In either case it is denoted by $\text{vol}_d(B)$.
In abbreviation of the statement that $\mathcal{B}$ is a finite or countably infinite collection of open boxes in $\mathbb{R}^d$, let us write $\mathcal{B} \in \mathscr{B}_d$.
The outer measure of a subset $\Omega$ of $\mathbb{R}^d$ is defined to be the extended real number
$$
m_d^*(\Omega)
:=
\inf\left\{
a \in\mathbb{R} \cup \{\pm\infty\}
\hspace{1mm}:\hspace{1mm}
\text{there exists a } \mathcal{B} \in \mathscr{B}_d
\text{ such that both} \hspace{2mm}
a = \sum_{B \in \mathcal{B}} \text{vol}_d(B)
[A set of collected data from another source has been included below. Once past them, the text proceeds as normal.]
PR #17992, opened 2026-08-09
feat(ai): support custom HTTP headers on every copilot model provider

ammeek:
### ✨ Description

Custom HTTP headers now work on **every** AI Copilot provider. Five already supported them (OpenAI, Azure OpenAI, DeepSeek, Ollama, OpenRouter); the blocker for the rest was langchain4j, which has exposed `customHeaders` on all the remaining chat model builders since 1.15.0. We are on 1.18.1, so this unblocks Gemini here, and Anthropic, Mistral, Bedrock and Vertex AI in the companion EE PR. `customHeaders()` moves onto the `AiConfiguration` interface so every provider shares one contract instead of a per-provider convention.

```yaml
kestra:
  ai:
    providers:
      - id: gemini
        type: gemini
        configuration:
          model-name: gemini-2.5-flash
          api-key: "{{ secret('GEMINI_API_KEY') }}"
          custom-headers:
            X-Api-Key: secret
            X-Gateway-Route: internal
```

**This also fixes a bug that made the existing support unusable.** Header names configured under a `providers` entry never reached the model API intact: Micronaut applies its camel-case key convention at *every* nesting level of the untyped `configuration` map, so `X-Api-Key` was sent as `xApiKey` — the hyphens were eaten. Every hyphenated header name was affected, which is most real ones (`Authorization` survived only by having no hyphen; header names are case-insensitive per RFC 7230). Headers are now re-read from the raw property source with `StringConvention.RAW`, which returns them exactly as written.

### DIFF
--- a/webserver/src/main/java/io/kestra/webserver/services/ai/AiConfiguration.java
+++ b/webserver/src/main/java/io/kestra/webserver/services/ai/AiConfiguration.java
@@ -1,5 +1,9 @@
 package io.kestra.webserver.services.ai;
 
+import java.util.Map;
+
+import io.micronaut.core.annotation.Nullable;
+
 public interface AiConfiguration {
     String type();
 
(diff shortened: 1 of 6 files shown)


fhussonnois (approved):
LGTM!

\hspace{2mm}\text{and}\hspace{2mm}
\Omega \subseteq \bigcup_{B \in \mathcal{B}} B
\right\}.
$$
Context
I'm following Terence Tao's Analysis II.
Assume that some the theory of the outer measure, and of the Lebesgue measurable sets has already been developed.
Question
Recently, I proved as an exercise that for any set $A \subseteq \mathbb{R}^d$ (which need not be Lebesgue measurable), and any $\varepsilon>0$, there exists an open set $G$ such that both $A \subseteq G$ and $m^*(G) \leq m^*(A) + \varepsilon$.
Furthermore, I see by this theorem that if $A$ is Lebesgue measurable, then for any $\varepsilon>0$, there exists a closed set $F$ such that both $F \subseteq A$ and $m^*(A) \leq m^*(F) + \varepsilon$. But is it necessary to assume that $A$ is Lebesgue measurable? That is, are either of the following statements true:
- For every $A \subseteq \mathbb{R}^d$ (which need not be Lebesgue measurable), and any $\varepsilon>0$, there exists a closed set $F$ such that both $F \subseteq A$ and $m^*(A) \leq m^*(F) + \varepsilon$.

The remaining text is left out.